Si les Russes étaient contraints par une intervention occidentale massive de se retirer de la région de la mer Noire, ils auraient certainement recours à l’arme nucléaire avant de quitter la scène mondiale. Je trouve naïf de croire qu’une attaque nucléaire de la Russie n’arrivera jamais. Selon la devise ’ils ne font que bluffer’.

Mais quelle pourrait être la solution ?

Il faudrait simplement demander aux habitants de la région, c’est-à-dire du Donbass et de la Crimée, à qui ils veulent appartenir. Il faudrait rétablir l’intégrité territoriale de l’Ukraine, avec certaines garanties occidentales. Et les Russes ont également besoin d’une telle garantie de sécurité. Donc pas d’adhésion à l’OTAN pour l’Ukraine. Depuis le sommet de Bucarest de 2008, il est clair que c’est la ligne rouge des Russes.

Et que peut faire l’Allemagne selon vous ?

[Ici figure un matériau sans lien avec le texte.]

PR #1958, opened 2018-12-09
Remove factory constructor

passsy:
I don't see why a `factory` constructor is useful here. It behaves like a normal constructor:
1. It does always return a new instance
2. It returns always the same type (`Photo`)

The factory constructor also prevents subclasses from overriding `fromJson`. But it's not documented why this would be helpful here.

Another reason could be to write code in the factory body rather than the initializer list. Esthetically a good idea.

### DIFF
--- a/src/docs/cookbook/networking/fetch-data.md
+++ b/src/docs/cookbook/networking/fetch-data.md
@@ -56,7 +56,7 @@ convert the `http.Response` into our own Dart object.
 ### Create a `Post` class
 
 First, we'll need to create a `Post` class that contains the data from our
-network request. It will also include a factory constructor that allows us to
+network request. It will also include a named constructor that allows us to
 create a `Post` from json.
 
 Converting JSON by hand is only one option. For more information, please see the
@@ -72,7 +72,7 @@ class Post {
 
   Post({this.userId, this.id, this.title, this.body});
 
-  factory Post.fromJson(Map<String, dynamic> json) {
+  Post.fromJson(Map<String, dynamic> json) {
     return Post(
       userId: json['userId'],
       id: json['id'],
@@ -91,7 +91,7 @@ we'll need to:
   1. Convert the response body into a json `Map` with the `dart:convert`
   package.
   2. If the server returns an "OK" response with a status code of 200, convert
-  the json `Map` into a `Post` using the `fromJson` factory.
+  the json `Map` into a `Post` using the `fromJson` constructor.
   3. If the server returns an unexpected response, throw an error
 
 <!-- skip -->
@@ -236,7 +236,7 @@ class Post {
 
   Post({this.userId, this.id, this.title, this.body});
 
-  factory Post.fromJson(Map<String, dynamic> json) {
+  Post.fromJson(Map<String, dynamic> json) {
     return Post(
       userId: json['userId'],
       id: json['id'],
--- a/src/docs/cookbook/networking/fetch-data.md
+++ b/src/docs/cookbook/networking/fetch-data.md
@@ -72,14 +72,11 @@ class Post {
 
   Post({this.userId, this.id, this.title, this.body});
 
-  Post.fromJson(Map<String, dynamic> json) {
-    return Post(
-      userId: json['userId'],
-      id: json['id'],
-      title: json['title'],
-      body: json['body'],
-    );
-  }
+  Post.fromJson(Map<String, dynamic> json)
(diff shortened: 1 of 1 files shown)


rrousselGit:
Another solution is to introduce asserts:

```dart
class Photo {
  final int id;
  final String title;
  final String thumbnailUrl;

  Photo({ @required this.id, this.title, this.thumbnailUrl})
    assert(id != null);

  factory Photo.fromJson(Map<String, dynamic> json) {
    return Photo(
      id: json['id'] as int,
      title: json['title'] as String,
      thumbnailUrl: json['thumbnailUrl'] as String,
    );
  }
}
```

chalin:
@kevmoo any comments about this? cc @kwalrath

chalin:
> Sadly, we don't have any guidance here - https://www.dartlang.org/guides/language/effective-dart/design

@kwalrath - do you want to open an issue for this over www? cc @munificent

rrousselGit:
@kevmoo While I agree that this is a good thing, the factory is still not needed:

```dart
class Foo {
  final String foo;
  final int bar;

  Foo({this.foo, this.bar});

  Foo.fromJson(Map<String, dynamic> json)
      : this(
          foo: json['foo'] as String,
          bar: json['bar'] as int,
        );
}
```

kevmoo:
> the factory is still not needed

Sure. I like that more. Then it's a matter of how much we want to lead folks toward `json_seriailzable`.

chalin:
@brianegan - thoughts?

chalin:
@filiph - maybe you have some thoughts about this too?

passsy:
I do not expect this PR to be merged. I just wanted to start a discussion that the tutorial shouldn't throw new patterns at newcomers which aren't required for the problem to solve.

At first, I couldn't find any reason for the facoty constructor. Now I would most likely use the facoty constructor as well because the initializer list is uncomfortable to use, especially for beginners. Both solutions aren't ideal.

Here's a way to make use of the factory constructor which can't be replaced with the initializer list:

```dart
class Post {
  final int userId;
  final int id;
  final String title;
  final String body;

  Post({this.userId, this.id, this.title, this.body});

  factory Post.fromJson(String rawJson) {
    // intermediate variables for parsing aren't possible with initializer lists
    final json = json.decode(rawJson);

    return Post(
      userId: json['userId'],
      id: json['id'],
      title: json['title'],
      body: json['body'],
    );
  }
}
```

Although it might not be a good idea to add the the json parsing into the PODO.

Alternatively parse the json in a nice way:

```dart
  factory Post.fromJson(Map<String, dynamic> json) {
	final userId = json['userId'] as int;
	final userId = json['id'] as int;
	
	return Post(
      userId: userId,
      id: id,
      title: json['title'],
      body: json['body'],
    );
  }
```

brianegan:
Sorry, travel day for me! Overall, I do not feel strongly one way or another about this change. If folks really feel strongly that this is confusing, I'm happy to go that route.

Overall, I prefer factory constructors for the reasons folks have stated above, and I personally don't think it's more complicated than a named constructor. But again -- I don't feel strongly.

pedromorgan:
Ok a newbie and @passsy makes sence.. Got no factory in my v1 code..

sfshaza2:
Assigning to @brianegan. Brian, can you beef up the recipe a bit? Perhaps offer both options? First without factory, then with?

brianegan:
Hey all -- sorry about the delay, just back from vacation! 

@Sfshaza I could definitely do that. However, I'm wondering if it might make more sense to simply choose one path and stick with it while adding a link to more info? The reason: I would like to focus this recipe on the task at hand: making network requests and Parsing JSON, and I'm worried that diving into the different ways to construct an object feels tangential to that goal.

I'm totally sympathetic to the reason for creating this PR: "I just wanted to start a discussion that the tutorial shouldn't throw new patterns at newcomers which aren't required for the problem to solve." That's a great point! But overall I'm not sure adding both options to this recipe solves that problem.

sfshaza2:
No, I don't feel strongly and you make good points, @brianegan.

chalin:
> I would like to focus this recipe on the task at hand

I agree with that.

Given the full discussion here, I'd say that there isn't anything that needs to be changed. (If we had a link to more info, where would it point to? :)

mjohnsullivan:
As we're tidying up our outstanding PRs, I'm going to go and close this out. We can continue the discussion via another channel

Nous devons doser notre soutien militaire de manière à ne pas glisser vers une Troisième Guerre mondiale. Aucun de ceux qui sont entrés en guerre avec beaucoup d’enthousiasme en 1914 n’a ensuite estimé que c’était la bonne chose à faire. Si l’objectif est une Ukraine indépendante, il faut aussi se demander, en perspective, à quoi ressemblera un ordre européen incluant la Russie.
La Russie ne va pas disparaître de la carte.
Nous devons éviter de pousser les Russes dans les bras des Chinois et de déplacer ainsi l’ordre multipolaire en notre défaveur. Nous avons également besoin de la Russie en tant que puissance dirigeante d’un État multiethnique, afin d’éviter des combats et des guerres enflammés. Et pour être honnête, je ne vois pas l’Ukraine devenir membre de l’UE et encore moins de l’OTAN.

Nous avons en Ukraine, comme en Russie, une corruption élevée et le règne des oligarques. Ce que nous dénonçons - à juste titre - en Turquie en termes d’État de droit, nous avons également ce problème en Ukraine.

Qu’en pensez-vous, Monsieur Vad, que nous réserve l’année 2023 ?

Un front plus large pour la paix doit se constituer à Washington. Et cet activisme insensé de la politique allemande doit enfin prendre fin. Sinon, nous nous réveillerons un matin au milieu d’une troisième guerre mondiale.


Erich Vad est un ex-général de brigade. De 2006 à 2013, il a été le conseiller en politique militaire de la chancelière allemande Angela Merkel. Il fait partie des rares voix qui se sont prononcées très tôt et publiquement contre les livraisons d’armes à l’Ukraine, sans stratégie politique ni efforts diplomatiques. Aujourd’hui encore, il exprime une vérité qui dérange.